Makanan Bergizi Gratis, Mestinya Tidak Basi dan Bebas Bakteri

Ini semua menunjukkan betapa minimnya pemahaman soal keamanan pangan, yang dinilai Kepala Badan Gizi Nasional kasus kejadian keracunan masih 0.5%, padahal Cianjur sudah menetapkan sebagai Kejadian Luar Biasa (KLB).
Ribuan relawan Satuan Pelayanan Pemenuhan Gizi (SPPG) di Jakarta, Serang, Cirebon, Sumedang dan Tasikmalaya akhirnya mendapat pelatihan pada Sabtu 26 April 2025 yang diselenggarakan BGN dengan ahli gizi dari Dinas Kesehatan dan melibatkan BPOM.
Menjadi tanda tanya besar, mengapa pelatihan-pelatihan ini diadakan setelah adanya kejadian – bukannya justru merupakan persiapan sebelum SPPG beroperasi, jauh sebelum dimulai MBG pada 6 Januari 2025.
Carut marut tata kelola yang semakin memperjelas terburu-burunya pelaksanaan MBG, sehingga mengaburkan tujuan semula, yaitu mengentaskan kelaparan – memperbaiki status gizi yang dibuktikan dengan pemeriksaan antropometri – hingga tujuan akhir jangka panjang: peningkatan kualitas sumber daya manusia yang ditandai dengan naiknya taraf kecerdasan, pendapatan per kapita serta taraf hidup lebih baik.
Risiko Keracunan Menghantui Anak-anak
Seratus hari sudah lewat, yang mestinya capaian jangka pendek dan jangka menengah mestinya sudah bisa dievaluasi. Namun, transparansi data sama sekali tidak ada.
Tifus bukan penyakit ringan.

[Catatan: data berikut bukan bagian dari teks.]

PR #269, opened 2024-09-06
Interpret JSON Config values

### LINKED ISSUE #171: Automatically unmarshal complex configuration types

iwahbe:
This PR adds a middleware to handle decoding JSON encoded config values. The middleware is marked as deprecated, since we would like to remove this functionality as soon as https://github.com/pulumi/pulumi/pull/15032 closes.

Fixes #171

### DIFF
--- a/middleware/complexconfig/provider.go
+++ b/middleware/complexconfig/provider.go
@@ -1,0 +1,227 @@
+// Copyright 2024, Pulumi Corporation.
+//
+// Licensed under the Apache License, Version 2.0 (the "License");
+// you may not use this file except in compliance with the License.
+// You may obtain a copy of the License at
+//
+//     http://www.apache.org/licenses/LICENSE-2.0
+//
+// Unless required by applicable law or agreed to in writing, software
+// distributed under the License is distributed on an "AS IS" BASIS,
+// WITHOUT WARRANTIES OR CONDITIONS OF ANY KIND, either express or implied.
+// See the License for the specific language governing permissions and
+// limitations under the License.
+
+// Package complexconfig adds middleware for schema informed complex configuration
+// encoding/decoding as a work-around for https://github.com/pulumi/pulumi/pull/15032.
+//
+// The entry point for this package is [Wrap].
+//
+// Deprecated: This package will be removed after
+// https://github.com/pulumi/pulumi/pull/15032 merges.
+package complexconfig
+
+import (
+	"context"
+	"encoding/json"
+
+	"github.com/pulumi/pulumi-go-provider/internal/putil"
+	"github.com/pulumi/pulumi/pkg/v3/codegen/schema"
+	"github.com/pulumi/pulumi/sdk/v3/go/common/resource"
+	"github.com/pulumi/pulumi/sdk/v3/go/common/resource/plugin"
+	"github.com/pulumi/pulumi/sdk/v3/go/common/resource/sig"
+	"github.com/pulumi/pulumi/sdk/v3/go/common/util/contract"
+
+	p "github.com/pulumi/pulumi-go-provider"
+)
+
+func Wrap(provider p.Provider) p.Provider {
+	encoder := provider
+	contract.Assertf(provider.GetSchema != nil, "provider.GetSchema must be implemented")
+	encoder.CheckConfig = encodeCheckConfig(provider.CheckConfig, provider.GetSchema)
+	return encoder
+}
+
+type (
+	getSchema   = func(context.Context, p.GetSchemaRequest) (p.GetSchemaResponse, error)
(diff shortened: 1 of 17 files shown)


middleware/complexconfig/provider.go
```diff
@@ -0,0 +1,178 @@
...
+	}
+
+	if putil.IsSecret(v) {
+		defer func() {
+			out = putil.MakeSecret(v)
+		}()
+		v = putil.MakePublic(v)
+	}
+
+	if !v.IsString() || spec.Type == "string" {
```
thomas11, line 103: This seems like a bug at first glance - if it's _not_ a string or if it _is_ a string. But I think I get it now: if the value is not a string, we can't unmarshal it. If the value is string-typed in the spec, there's no point unmarshaling it since it's a primitive string.

thomas11 (approved):

middleware/complexconfig/provider.go
iwahbe: Yes! I see how that could be confusing though. I'll add ☝️ as a comment.

middleware/complexconfig/provider.go
```diff
@@ -0,0 +1,181 @@
...
+				b, ok := v.(bool)
+				return ok && b
+			}
+
+			elem, hasElem := m["value"]
+
+			return resource.NewProperty(resource.Output{
+				Known:        hasElem,
+				Secret:       castBool("secret"),
+				Dependencies: nil,
```
t0yv0, line 171: Always nil?

t0yv0:
Does this need to cover old config in DiffConfig or CheckConfig suffices? Perhaps as a follow-up.

t0yv0 (approved):

middleware/complexconfig/provider.go
iwahbe: No. Good call. The rapid test property values didn't generate interesting dependency values. I addressed this and added valid support for dependency values in a subsequent push.

iwahbe:
> Does this need to cover old config in DiffConfig or CheckConfig suffices? Perhaps as a follow-up.

I think it should be ok 🤞:

From `provider.proto`:

```proto
message DiffRequest {
    ...

    // the new input values of resource to diff, copied from CheckResponse.inputs.
    google.protobuf.Struct news = 4;

    ...
}
```

[src](https://github.com/pulumi/pulumi/blob/770eb1e5450c1e88d0d4ec921b643b9bd565dc74/proto/pulumi/provider.proto#L269-L270)

I'll double check that this applies for providers as well.

iwahbe:
Check config is definitely called on new provider config before diff is called, so I think this should work by just overriding CheckConfig.

PR #272, opened 2024-09-17
Apply secrets to function result properties marked as such

### LINKED ISSUE #259: Add ability to easily mark output of an invoke as secret
## Hello!

## Issue details

I would like to be able to mark the output of an invoke as always secret similar to how it can be done today for a resource being created with `provider:"secret"`. I expect this is likely because the outputs of the functions are plain strings and not `pulumi.Output`

mikhailshilkov:
Function output properties can be annotated as secrets. That may have two effects:

1. The property is marked as a secret in Pulumi schema (already works in pulumi-go-provider). As of today, this will have no effect on Pulumi SDK and the result will still be returned to the engine as plain text.
2. The provider marks the output property value as a secret and that's what gets sent over gRPC to the client SDK.

This PR implements (2) by applying secrets to inferred function results.

Added an invoke test that verifies this behavior. Also, extended the `credentials` sample program with an implementation of a secretty invokes and verified that it works manually.

Note that this requires 3.131.0 or later of Node.js/Go/YAML SDK or a later version for Python SDK support. Earlier versions fail to deserialize a secretty invoke output.

Resolves #259


mikhailshilkov:
This will need a pulumi-yaml update before the tests go green

iwahbe (approved):

iwahbe (changes requested):
For this to be safe, I think it will need an engine level feature flag: The engine tells the provider that it's ok to send secrets on invokes.

Otherwise this will break existing providers on old SDKs without any explanation.

iwahbe:
> 3. A provider upgrades to this new release + pu/pu version it requires, re-runs the codegen to take advantage of the new SDKs.


Will the newly generated SDKs require version's of their languages core SDKs that support this?

mikhailshilkov:
> Will the newly generated SDKs require version's of their languages core SDKs that support this?

I think so... E.g. Node implementation relies on new functions in the core SDK: https://github.com/pulumi/pulumi/pull/17237/files#diff-f786ce189e2b1bb74d5f9425d102b713287faea09bc04b692ea0d42e1b035a10

Besides, taking advantage of output secretness requires a code change from the provider's author, hopefully they will do so only if they know what they do.

iwahbe:
> > Will the newly generated SDKs require version's of their languages core SDKs that support this?
> 
> I think so... E.g. Node implementation relies on new functions in the core SDK: https://github.com/pulumi/pulumi/pull/17237/files#diff-f786ce189e2b1bb74d5f9425d102b713287faea09bc04b692ea0d42e1b035a10
> 
> Besides, taking advantage of output secretness requires a code change from the provider's author, hopefully they will do so only if they know what they do.

I don't see any required version bump in that diff. On `master` it's still on `3.42.0`:

https://github.com/pulumi/pulumi/blob/189559fa8e43bb88b3f4e0ae9ca3093c74103a2b/pkg/codegen/nodejs/gen.go#L49-L50

iwahbe (approved):
Thinking about it some more, the only case where this introduces a break is:
1. Someone will upgrade their pulumi-go-provider version to v${next}, which includes outputty functions.
2. Someone will generate an SDK with an old version of pulumi, which doesn’t require the new output-supporting SDKs.
3. The provider will start sending outputs in invokes, which will break existing usage.

This requires a `pulumi package gen-sdk` version that's behind what `pulumi-go-provider` uses, which is very hard to guard against.

PR #179, opened 2022-02-04
Bartgol/remove exec launcher from cutfe

bartgol:
## Motivation

The concept (and need) of an exec launcher was really specific to scream. Also the addition of valgrind/cuda-memcheck commands in the call were project-specific. Now that EKAT is getting a larger use, it's best to defer to downstream codes the tuning of all these project-specific settings, while leaving hooks that allow to achieve the same results.

## Content
This PR removes the hard coding of valgrind/cuda-memcheck/test-launcher in the test invoke string. Instead, an additional argument is exposed by EkatCreateUnitTestFromExec: EXEC_LAUNCHER. This variable can be used to pass the string that needs to be pre-pended to the executable, in order to launch it. This can also be used to pass a profiler, or any script use to dispatch the executable.

This removal allowed to get rid of a bit of cmake stuff. The valgrind support to generate suppressions is still available, shipped as a function that the host app can invoke to generate suppression files (with a bit of flexibility on where to put them, or what mpiexec to use).

Also, `EXCLUDE_CATCH_MAIN` (new name for `EXCLUDE_MAIN_CPP`, which was a bit more confusing) is not handled by EkatCreateUnitTestFromExec, to add the `--use-colour no` flag for catch2. The user needs to pass that flag as an exec argument. If the test is created by the 'combo' function EkatCreateUnitTest, then it is automatically added when using catch2 main.

Impact for downstream apps:
- If they relied on test-launcher, they should copy the script from an old ekat version, and put it in their repo.
- If they need to run tests with cuda-memcheck and/or valgrind, they should pass `EXEC_LAUNCHER <tool-name> <tool-options>` to the cmake function that creates the tests.
- If they need to generate valgrind suppressions files, they can call
```
EkatGenerateValgrindSuppressions (MPIEXEC <mpiexec_name> SUPP_FILE_DIR <supp_file_bin_dir_location>)
```
Both arguments are optional, and if no MPIEXEC is passed, only serial suppressions are generated.

## Testing

None added.


bartgol:
Note: if/when approved, I will hold off the merge of this PR, until SCREAM is prepared.

jgfouca (dismissed):
Approved on the condition that all the removed capability is moved into SCREAM.

bartgol:
Yes, of course. I don't want to lose any coverage in scream.

bartgol:
Closing since this is stale and I have no time to revive it.

PR #181, opened 2022-02-07
Use native compilers, and link against MPI

bartgol:
## Motivation

The mpi compilers wrappers (e.g., `mpicxx` or `mpifort`) are simply invoking the native compilers (e.g., `g++` or `gfortran`), adding include paths in the compilation phase, and link flags/libs in the link phase. However, assuming that ekat is built with MPI compiler wrappers, poses certain limitations and adds some configuration complexity. For instance, we had to use `ekat_mpicxx` to wrap mpicxx on GPU, in order to automatically set the env var that mpicxx uses to find the background host compiler (which was nvcc_wrapper for CUDA builds). Another issue is that we made impossible to build EKAT without MPI.

With MPI as a linked lib, we become a "better" cmake project, and allow, through a following PR, to make MPI optional (of course, that will disable some features, like rank-based testing, or the `src/ekat/mpi` source folder).

## E3SM Stakeholder Feedback

I've been asked if EKAT worked without MPI by a downstream app (not SCREAM) developer. They were ultimately able to simply use the mpi wrappers, but at least it showed that separating EKAT from MPI might be useful.

## Testing

All current tests should still work, without any change in configuration settings.


jgfouca (approved):

jgfouca:
Nice! Lots of code removed.

jeff-cohere (approved):
👍

PR #184, opened 2022-02-10
Replaced catch2 header with a submodule.

jeff-cohere:
Updated CMake and testing code as needed.

This PR switches our Catch2 testing library to a submodule pointing at E3SM's fork of the Catch2 library. This allows us to keep Catch2 up to date and to customize it as needed.

Please let me know if I've messed up any CMake things. I usually rely on CMake's external package stuff to build third-party libraries instead of using `add_subdirectory`.


CMakeLists.txt
```diff
@@ -63,6 +64,10 @@ list (APPEND EKAT_TPL_LIBRARIES_INTERNAL ${YAMLCPP_LIBRARIES})
 BuildSpdlog()
 list (APPEND EKAT_TPL_LIBRARIES_INTERNAL ${SPDLOG_LIBRARIES})
 
+# EKAT offers Catch2 for unit testing
+BuildCatch2()
+list (APPEND EKAT_TPL_LIBRARIES_INTERNAL ${CATCH2_LIBRARIES})
```
bartgol, line 69: I was looking at this cmake var. It's used to then set the `EKAT_TPL_LIBRARIES` var, which is only used to link libs to ekat. I think that doing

Usus kecil meradang dan bila tidak diobati dengan baik tingkat keparahannya bisa berakibat fatal atau bakteri Salmonella bersarang dikantung empedu.
Penderita tifus bisa menjadi pembawa (carrier), meskipun sudah tidak lagi merasakan gejala penyakit – tapi mampu menularkannya kepada orang lain melalui tinja, urin atau kontak seksual.
Muntah dan diare berat bisa berakibat fatal – sebab dehidrasi membuat kerja organ terganggu. Nyeri kepala, keram perut biasanya terjadi 12-72 jam pasca konsumsi.
Banyak awam mengira memberi minum susu pada penderita dianggap susunya bisa ‘mengikat’ racun. Padahal, justru bisa memperburuk keadaan terutama bagi yang intoleran laktosa.
Untuk membantu mengeluarkan racun dan menjaga status hidrasi, tubuh perlu kecukupan cairan. Memperbanyak minum air (jika tidak muntah) dan air kelapa lebih membantu karena kandungan elektrolitnya.
Tidak Sesuai 5 Kunci Keamanan Pangan
Uji coba pra MBG resmi dicanangkan, mestinya bukan ajang seremonial kunjungan petinggi, tapi keseriusan SPPG menjalankan setiap tahapan HACCP (Hazard Analysis and Critical Control Points) sesuai SOP sebagaimana sudah tertera di buku petunjuk teknis BGN sendiri.
Ada lima kunci keamanan pangan yang harus diperhatikan, yaitu menjaga suhu makanan (sejak diangkat dari kompor hingga ke tangan konsumen), menggunakan air dan bahan baku yang aman, menjaga kebersihan, memasak dengan benar, serta memisahkan pangan mentah dan pangan matang.
Faktanya, saat diterima siswa makanan sudah dalam keadaan tidak panas lagi (perlu diingat, suhu 5-60C adalah suhu kritis kontaminasi berkembang biak), masakan masih ada yang belum matang sempurna, bahkan ada buah dalam keadaan setengah busuk. Jauh dari standar aman dan bersih.
Akhirnya di sana sini muncul masalah, ibarat pelari tunggang langgang mengejar garis finish tapi kondisinya babak belur. Belum lagi bicara soal sengkarut pembiayaan yang carut marut.
Bukan untuk melawan pemerintah apalagi menentang program. Tapi demi mengendalikan lebih banyak masalah di masa datang, perlu adanya pembenahan tata kelola.
Pengalihan fokus: dari hanya kejar jumlah penerima manfaat (yang juga banyak salah sasaran), kita perlu prioritaskan segmen populasi yang benar-benar butuh.
Libatkan Pengelola Kantin dan Dinas Kesehatan
Jika SPPG belum siap mengelola dapur untuk ribuan konsumen, mengapa tidak alihkan saja ke pengelola kantin sekolah yang lebih paham kebutuhan anak-anak di wilayahnya, sekaligus memperpendek rantai pasokan makanan sehingga memperkecil risiko basi dan kontaminasi.
Pelatihan yang sifatnya gebrakan sesaat yang impulsif terhadap kasus-kasus keracunan bukanlah solusi. Sebab, kembali ke dapur masing-masing dan menjalankan apa yang didapat saat pelatihan butuh pengawasan terus menerus.
Bukan suatu kemunduran untuk berhenti sejenak dan mengevaluasi. Ketimbang hentinya dapur MBG akibat kasus korupsi atau tata kelola amburadul, tanpa solusi apalagi transparansi.
Program raksasa yang memakan dana fantastis ini, bisa menjadi contoh bagaimana suatu niat baik dan mulia bisa terlaksana asal direncanakan tanpa tergesa-gesa.